§ **What this task involves**
Within the entries below, every line containing "name" is to be copied.

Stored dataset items
══════════════════════════════

PR #900, opened 2023-02-04
Added min/max brightness setting

dziadeck47:


sentences/pl/_common.yaml
```diff
@@ -33,6 +33,12 @@ lists:
       type: "percentage"
       from: 0
       to: 100
+  brightness_level:
+    values:
+      - in: (max[a|imum] | maks[a|imum])
```
Uriziel01, line 38: What about forms like `maksymalną` and `minimalną`? Wouldn't that more natural to ask 'Ustaw jakość lampy na maksymalną' instead of 'Ustaw jasność lampy sufitowej na maksimum'?

Uriziel01:
I've also allowed myself to fix a typo in your PullRequest title @dziadeck47 😄 Hope you do not mind.

Uriziel01:
LGTM, let me just run the build just to be sure and we are good to go.

Uriziel01:
These changes where already introduced in another PR - duplicate.

PR #919, opened 2023-02-05
[RU] Add prep "[в|на]" to <area> parts

saintman23:


HepoH3:
You should put all this similar changes in one pull-request. Moreover, I examined sentences in more details. This prep are already placed in _common.yaml, so I should to remove them from other files entirely.

[  area: "[в|на] {area}"](https://github.com/home-assistant/intents/blob/2f310edce50d9d6fd64412e2e312831c06c2f0d5/sentences/ru/_common.yaml#L49)

saintman23:
understood, missed info regarding _common.yaml file.

PR #933, opened 2023-02-06
[SV] Possibility to turn on light in area.

edgein666:


larsdunemark:
I'm not sure how this is suppose to be handle in assist, is it even possible to have same entity twice in home assistant?
Example light.bedroom_readlight in 2 differnet rooms would probably be
light.child_bedroom_readlight and light.masterbedroom_readlight.
Combining this with alias for devices. Or would it be possible to have 2 devices with same alias and drill down with area? Like suggested in this PR to add support for.

edgein666:
It is possible to have the same alias on more than one device so I'm hoping it should work with alias+area to differentiate between them.

sentences/sv/light_HassTurnOn.yaml
```diff
@@ -8,9 +8,14 @@ intents:
...
 
       - sentences:
           - "<slå_på> <ljuskällor> <name>"
         slots:
           domain: light
+
+      - sentences:
+          - "<slå_på> <name> <i_på> <area>"
+        slots:
+          domain: light
```
larsdunemark, line 21: I don' think that this should be under the `domain: light` since there isn't anything defining that this is just for lights in the sentence. 
This could also trigger `starta diskmaskinen i köket` that wouldn't be a light but the dishwasher.

larsdunemark (changes requested):

sentences/sv/light_HassTurnOn.yaml
edgein666: makes sense, can I just remove domain altogether or how would you solve it? if you know...

larsdunemark: yes it is for light but the sentence does not limit to light it would also match a sentence like:
`turn on the tv in the livingroom` = "starta tv i vardagsrummet` but in that case it would include the domain light. I'm not sure how that should be handled. 
I think that this sentence should be moved from light to `homeassistant_HassTurnOn.yaml` and `homeassistant_HassTurnOff.yaml`

edgein666: maybe we should add to `homeassistant_HassTurnOn.yaml` and even other files like `fan_HassTurnOn.yaml` but that doesn't mean we should remove it from `light_HassTurnOn.yaml`, right?

sentences/sv/light_HassTurnOff.yaml
```diff
@@ -7,10 +7,15 @@ intents:
...
           - "<slå_av> [<alla>] <area>[s]<ljuskällor>"
-
         slots:
           domain: light
+
       - sentences:
           - "<slå_av> <ljuskällor> <name>"
         slots:
           domain: light
+
```
schizza, line 17: add 
```
requires_context:
 domain: light
```

to manipulate only light domain

edgein666: nice, thanks! what do you think @larsdunemark?

larsdunemark: Sure that should probably be added for the sentences for turning on light.

sentences/sv/light_HassTurnOn.yaml
larsdunemark: I don't know how same sentences would work with different Intents, adding the same to homeassistant_HassTurnOn would trigger 2 intents?

edgein666:
will close this and create a new one in homeassistant_*

mrdanielk1:
> will close this and create a new one in homeassistant_*

Was this created?

PR #940, opened 2023-02-07
[NB] Fix sentences (updated parser rule)

LaStrada:
Fixing two sentences to match the updated parser introduced in #830


sentences/nb/homeassistant_HassTurnOn.yaml
```diff
@@ -4,4 +4,4 @@ intents:
     data:
     - sentences:
       - "<skru_på> <navn>"
-      - "(skru | slå) <navn> på"
+      - "(skru|slå) <navn> på"
```
schizza, line 7: you missed to change `language: 'nb'`

PR #943, opened 2023-02-07
Improve development documentation

Arkkimaagi:
I had few problems when starting to develop intents, so I wanted to clarify the documentation a bit.

1. The README.md did not say that I should rebuild the code with `script/setup` again after initial setup. I had problems with how things were working and it was fixed only after @balloob guided me to rebuild to get latest dependencies.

══════════════════════════════

§ **Final answer**
           - "<slå_på> <ljuskällor> <name>"
+          - "<slå_på> <name> <i_på> <area>"
           - "<slå_av> <ljuskällor> <name>"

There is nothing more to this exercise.